We had returned from Boston the day before, and the news was good. Iris was healthy and there was no sign of cancer. A jubilant Myles had said, as though it were the inevitable and incontrovertible conclusion to be drawn from the situation, that we would have a party.
Upstairs, Myles put in phone calls from coast to coast to each person he could think of. He even called Saint John to invite Bayo, who was glad to talk but couldn’t leave Canada until he received landed immigrant status. In the meantime, he’d gotten his work permit and was putting in punishing hours at a bottle factory and had found a cheap place to live nearby.

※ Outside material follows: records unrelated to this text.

PR #6279, opened 2025-05-01
test(frontend): remove E2E folder from coverage analysis

AntonioVentilii:
# Motivation

For now, it doesn't really make sense to include the E2E folder in the analysis for `vitest` coverage: that folder contains ONLY code for the E2E tests, so it will not be tested per-se.


DenysKarmazynDFINITY (approved):
Agree 👍

PR #6280, opened 2025-05-01
refactor(frontend): simplify list of networks for Etherscan providers

AntonioVentilii:
# Motivation

For scalability, we will use the list of supported networks (that typically includes all the allowed networks) for the providers map of Etherscan providers.


DenysKarmazynDFINITY (approved):
It changes the logic a little bit - `SUPPORTED_*` consts rely on the mainnet feature flags, but I think it should still work as expected since we anyway don't need `providers` to know about disabled networks.

PR #6281, opened 2025-05-01
refactor(frontend): include Infura network name in the `EthereumNetwork` type

AntonioVentilii:
# Motivation

For better manageability, it is better that when we add a new Ethereum/EVM network we already include all the providers data. So that any consumer is already set for a new network. To do that, the first step is to include the name of each network for Infura provider.

# Changes

- Add prop `providers` to `EthereumNetwork` type.
- Set the correct Infura name for all Ethereum/EVM networks.
- Adapt all Infura providers map to use directly the list of network with their new prop.

# Tests

Current tests are sufficient.


BonomoAlessandro (approved):
LGTM, thx

PR #6614, opened 2025-05-14
feat(frontend): added sorting for swap results

roman-nazaruk:
# Motivation

Added logic to filter and sort swap results to improve data integrity and user experience.
Only swap results with a receiveAmount greater than 0 are returned, to avoid unnecessary UI-level checks and prevent displaying invalid swap options.
Sorting ensures that the swap option with the best rate is displayed first.

# Changes

- Added filtering logic to exclude swap results where receiveAmount <= 0.

- Added sorting logic to order swap results by receiveAmount in descending order.

- This logic helps simplify UI rendering and prevents invalid swap options from being shown.

# Tests 

Added unit tests to:

- Ensure swap results with zero receiveAmount are filtered out.

- Ensure results are sorted in descending order by receiveAmount.


src/frontend/src/lib/services/swap.services.ts
```diff
@@ -163,6 +163,8 @@ export const fetchSwapAmounts = async ({
 			acc.push(mapped);
 		}
 
-		return acc;
+		return acc
+			.filter((swap) => Number(swap.receiveAmount) > 0)
```
AntonioVentilii, line 167: this is something new too, is it intended? Asking because it wasn't in the description

AntonioVentilii (commented):
Some tests?

src/frontend/src/lib/services/swap.services.ts
roman-nazaruk: I will update this logic and will update description

roman-nazaruk: Updated logic and description, also updated PR info.

src/frontend/src/lib/services/swap.services.ts
```diff
@@ -147,22 +147,29 @@ export const fetchSwapAmounts = async ({
...
-		}
-
-		return acc;
-	}, []);
+		},
+		[]
+	);
+
+	return mappedProvidersResults
+		.filter((swap) => Number(swap.receiveAmount) > 0)
```
AntonioVentilii, line 173: this `filter` can be introduced directly inside the `reduce` as if condition

PR #6615, opened 2025-05-14
refactor(frontend): updated swap factory canister constant name

roman-nazaruk:
# Motivation

Updated swap factory canister constant name


AntonioVentilii (approved):
LGTM tks!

Downstairs, Iris moved about methodically sweeping and scrubbing and tidying, and whenever Myles took a break from the phone, she put in yet another call to yet another government department to discuss how she could possibly pay her mountainous medical bills. She would be redirected elsewhere and given a new phone number to call, but before doing so she would return to cleaning for a while, pausing only to yell up through the floorboards to Myles that he must pull himself away from his piles of books and half-written essays, to which he roared back that she must calm down as there was no need to lose her cool over a party, but her words dug him out of his trench and he began frantically bottling beer while pondering aloud how they were to make enough Irish coffee and in what cups they would serve them, and Iris said with irritation that she had secured a coffee machine from the historical society/volunteer fire department/garden club and Charlotte and Jane were bringing paper coffee cups and this was just typical of him, always so last-minute, and if it weren’t for her losing her cool then the party would be a disaster because he certainly couldn’t be relied upon—Was he listening to her? No, he was tuning her out. To which he replied that he’d been tuning her out for ten years, why stop now?